■ Work instructions ■
For every line of the records below that holds "avoid", add one. Give only the final total.

■ Data section ■
Issue #26, opened 2020-07-10
Use standart path to bash


shaba:
Fix /usr/bin/bash to /bin/bash in mdevctl shebang.

cohuck:
Is /bin/bash really standard? On newer Linux distros, /bin is a symlink to /usr/bin, and I think /usr/bin/bash is/was the default location on some non-Linux systems.

If /usr/bin/bash is really a problem, using /usr/bin/env would seem like a better solution.

shaba:
mdevctl can be used in distributives with /usr as mount point. Then /usr/bin/env is bad idea.
Distributives with merged /bin and /usr/bin have a symlink /bin -> /usr/bin.
I think use in shebang old style /bin/sh or /bin/bash ise best choice.

cpaelzer:
I thought it is only me/us that are different and [silently changed the path for Debian/Ubuntu](https://sources.debian.org/src/mdevctl/0.61-1/debian/patches/debianize-paths.patch/).
But I agree to @shaba that '/bin/bash' should be the most reliable and common one.

Issue #14, opened 2019-12-11
mdevctl should have a way to print out its version


cohuck:
We probably should add something like mdevctl --version to print out the release number and date.

awilliam:
Resolved in 0.78 by b45d33dfd36cb5baffcb742b8dbf645882847b5d, 'mdevctl version'

PR #29, opened 2020-09-17
Fixes for #14 #26 and a few minor things

cpaelzer:
Hi,
while I was merging 0.69 for Debian/Ubuntu today I was not only confused by the version number jumps (see IRC question) but also saw that there are a few - what seems to be trivial - issues we could fix. Of course makefile magic always ends up more complex than it should be, but still I thought I'll provide a PR with those fixes for your consideration.

### DIFF
--- a/Makefile
+++ b/Makefile
@@ -4,7 +4,8 @@ SBINDIR=$(PREFIX)/sbin
 CONFDIR=/etc/mdevctl.d
 MANDIR=$(PREFIX)/share/man
 NAME=mdevctl
-VERSION=0.$(shell git rev-list --count HEAD)
+LASTVERSION:=$(shell git tag --sort=version:refname --merged| tail -n 1 | sed 's/\([0-9]*\.\)\([0-9]*\)/\2/g')
+VERSION:=0.$(shell echo $$(($(LASTVERSION)+1)))
 NVFMT=$(NAME)-$(VERSION)
 
 files: mdevctl 60-mdevctl.rules mdevctl.8 \
--- a/Makefile
+++ b/Makefile
@@ -48,4 +48,14 @@ clean:
 	rm -f mdevctl.spec *.src.rpm noarch/*.rpm *.tar.gz
 
 tag:
-	git tag -l $(VERSION) | grep -q $(VERSION) || git tag $(VERSION)
+	@if git describe --exact-match 2>/dev/null 1>&2; then \
+		echo "Current commit is already tagged as:"; \
+		git describe --exact-match; \
+		false; \
+	else \
+		if ! git tag -l $(VERSION) | grep $(VERSION); then \
+			sed -i -e 's/\(^\s*echo "\$$0 version \)[0-9]*\.[0-9]*/\1$(VERSION)/g' mdevctl; \
+			git commit -s -m "update version" mdevctl; \
+			git tag $(VERSION) -a -m "$(VERSION)"; \
+		fi; \
+	fi
--- a/Makefile
+++ b/Makefile
@@ -18,7 +18,7 @@ archive: files mdevctl.spec
 mdevctl.spec: tag mdevctl.spec.in files
 	sed -e 's:#VERSION#:$(VERSION):g' < mdevctl.spec.in > mdevctl.spec
 	PREV=""; \
-	for TAG in `git tag --sort=version:refname | tac`; do \
+	for TAG in `git tag --sort=version:refname --merged | tac`; do \
 	    if [ -n "$$PREV" ]; then \
 	    git log --format="- %h (\"%s\")" $$TAG..$$PREV >> mdevctl.spec; \
 	    fi; \
--- a/mdevctl
+++ b/mdevctl
@@ -312,7 +312,7 @@ unique_uuid() {
 
 usage() {
     cat >&2 <<EOF
-Usage: $(basename $0) {COMMAND} [options...]
+Usage: $(basename $0) [--help || --version] {COMMAND} [options...]
 
 Available commands:
 define		Define a config for an mdev device.  Options:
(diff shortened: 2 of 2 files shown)


Makefile
```diff
@@ -4,7 +4,8 @@ SBINDIR=$(PREFIX)/sbin
 CONFDIR=/etc/mdevctl.d
 MANDIR=$(PREFIX)/share/man
 NAME=mdevctl
-VERSION=0.$(shell git rev-list --count HEAD)
+LASTVERSION:=$(shell git tag --sort=version:refname --merged| tail -n 1 | sed 's/\([0-9]*\.\)\([0-9]*\)/\2/g')
```
cohuck, line 7: This way indeed should produce saner version numbers.

While we're at it: Does the 0.<n> scheme make much sense if we always just increment anyway? Do we have a threshold for bumping the first part to 1, or would it make sense to switch to a single incremental number instead? I'm not sure if we want to do something like semantic versioning at all. @awilliam

mdevctl
```diff
@@ -431,6 +434,10 @@ case ${1} in
     #
     # User commands
     #
+    --version|-v)
+        echo "$0 version 0.69"
```
cohuck, line 438: Eternal version 0.69?

cpaelzer: No @cohuck as soon as you `make tag` or `make archive` (which implicitly tags) this will get updated.

Makefile
cpaelzer: @cohuck I thought it is just 0.x being new and didn't think about changing the scheme, but surely while touching how it increments we can think if we want to change.

IMHO The transition from 0.x to 1.x usually indicates some implication about maturity or "planned features reached".
Not sure if you had a specific set of features or use cases in mind to wait for 1.x @awilliam.

mdevctl
cpaelzer: We could throw in a comment here to indicate that changes will affect the sed rules in the Makefile maybe?

cohuck: As you can see from my comment, adding an explanation would be useful :)

cpaelzer: ok - added to the proposed branch @cohuck

Makefile
awilliam: I don't see what's so mysterious or confusing about the current versioning scheme (sorry, I don't know what IRC question this is referencing).  Version = commit index.  Is this change simply to be able to implement a -version arg?  Version numbers are largely meaningless other than they need to be monotonically increasing.  The current scheme provides that and implicitly indicates the number of commit between versions.  What does it matter if/when we reach 1.0 or beyond?

awilliam: Regarding 0.x vs 1.x, I see it as a mechanism to potentially introduce forks that might break compatibility.  My intention would be to continue on with 0.x numbering indefinitely, assuming we don't find a reason to break compatibility.

cohuck (commented):
@awilliam Does this change still make sense, even if we go with your approach to versioning?

cohuck (commented):
@awilliam Do we want to merge this? (Not sure how to pick individual commits on github.)

Makefile
```diff
@@ -48,4 +48,14 @@ clean:
 	rm -f mdevctl.spec *.src.rpm noarch/*.rpm *.tar.gz
 
 tag:
-	git tag -l $(VERSION) | grep -q $(VERSION) || git tag $(VERSION)
+	@if git describe --exact-match 2>/dev/null 1>&2; then \
```
cohuck, line 51: Looking at this again... @awilliam , should we add some kind of sanity check if we go with your version?

awilliam: probably... what do you suggest?

awilliam:
> @awilliam Do we want to merge this? (Not sure how to pick individual commits on github.)

Sorry, I'm not sufficiently adept at github reviews to know specifically what either of these comments are referring to...

Makefile
cohuck: Basically, something similar to this change here: check via git describe whether we already tagged a version here, and bail out if yes.

cohuck:
> > @awilliam Do we want to merge this? (Not sure how to pick individual commits on github.)
> 
> Sorry, I'm not sufficiently adept at github reviews to know specifically what either of these comments are referring to...

Ok, "this" was referring to the commit "avoid other tags spilling into the .spec changelog". I'm not adept at github reviews, either :(

Makefile
awilliam: That's essentially what [ $(MDEVCTL_VER) == $(REVLIST_VER) ] does, it tests that the version reported by mdevctl matches the number of commits to HEAD and only tags if they're different.  Therefore repeatedly running 'make tag' should not perpetually create new tags.

cohuck: Fair enough.

awilliam:
> > > @awilliam Do we want to merge this? (Not sure how to pick individual commits on github.)
> > 
> > 
> > Sorry, I'm not sufficiently adept at github reviews to know specifically what either of these comments are referring to...
> 
> Ok, "this" was referring to the commit "avoid other tags spilling into the .spec changelog". I'm not adept at github reviews, either :(

Sure, the --merged addition seems fine.

Makefile
cpaelzer: Yeah would work with me as well - thanks!

Makefile
cpaelzer: The discussion went on and we concluded I think, but since this conversation is still open I wanted to thank for the explanation and close it (for a better overview).

cpaelzer:
To be sure, do you cherry-pick and add commits yourself for what we concluded @cohuck / @awilliam ?
Or do you want me to rework/rebase something here (and if so what should I prep for you)?

cohuck:
> To be sure, do you cherry-pick and add commits yourself for what we concluded @cohuck / @awilliam ?
> Or do you want me to rework/rebase something here (and if so what should I prep for you)?

Given how I'm struggling with the interface here, a reworked pull request with just the bash path and the --merged changes seems like the easiest way to do this. This should be independent of #31 .

awilliam:
Cherry picked the bash path and --merged commits manually from pr.  Thanks!

cpaelzer:
Thank you @awilliam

■ Task output ■
2